■ **Required work**: Repeat exactly, and only, the lines running from the one that holds "- [x] Convert unit tests to new generic way." to the end of the records.
[Input data — start]
PR #489, opened 2019-08-02
Create Velero backup object on syncset change

twiest:
- [x] Convert the velerobackup controller to use a generic object.
      This will allow for a massive amount of code reduction per hive type.
- [x] Convert unit tests to new generic way.
- [x] Create a Velero backup object on syncset change
- [x] Update unit tests to test existing functionality with syncsets
- [x] Test the code functionality against kubernetes


pkg/controller/test/syncset/syncset.go
```diff
@@ -0,0 +1,94 @@
+package syncset
```
LalatenduMohanty: IMO the test directory should be pkg/test. Keeping it under `controller` suggests that it should be used within `controllers`.

config/rbac/manager_role.yaml
```diff
@@ -234,6 +234,14 @@ rules:
...
   - list
   - watch
+- apiGroups:
+  - hive.openshift.io
+  resources:
+  - syncsets
+  verbs:
+  - get
+  - list
+  - watch
```
LalatenduMohanty: I can see we have three instances of 
```
- apiGroups:
  - hive.openshift.io
  resources:
  - syncsets
```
[Input data — finish]
■ **Exercise answer**:
- [x] Convert unit tests to new generic way.
- [x] Create a Velero backup object on syncset change
- [x] Update unit tests to test existing functionality with syncsets
- [x] Test the code functionality against kubernetes


pkg/controller/test/syncset/syncset.go
```diff
@@ -0,0 +1,94 @@
+package syncset
```
LalatenduMohanty: IMO the test directory should be pkg/test. Keeping it under `controller` suggests that it should be used within `controllers`.

config/rbac/manager_role.yaml
```diff
@@ -234,6 +234,14 @@ rules:
...
   - list
   - watch
+- apiGroups:
+  - hive.openshift.io
+  resources:
+  - syncsets
+  verbs:
+  - get
+  - list
+  - watch
```
LalatenduMohanty: I can see we have three instances of 
```
- apiGroups:
  - hive.openshift.io
  resources:
  - syncsets
```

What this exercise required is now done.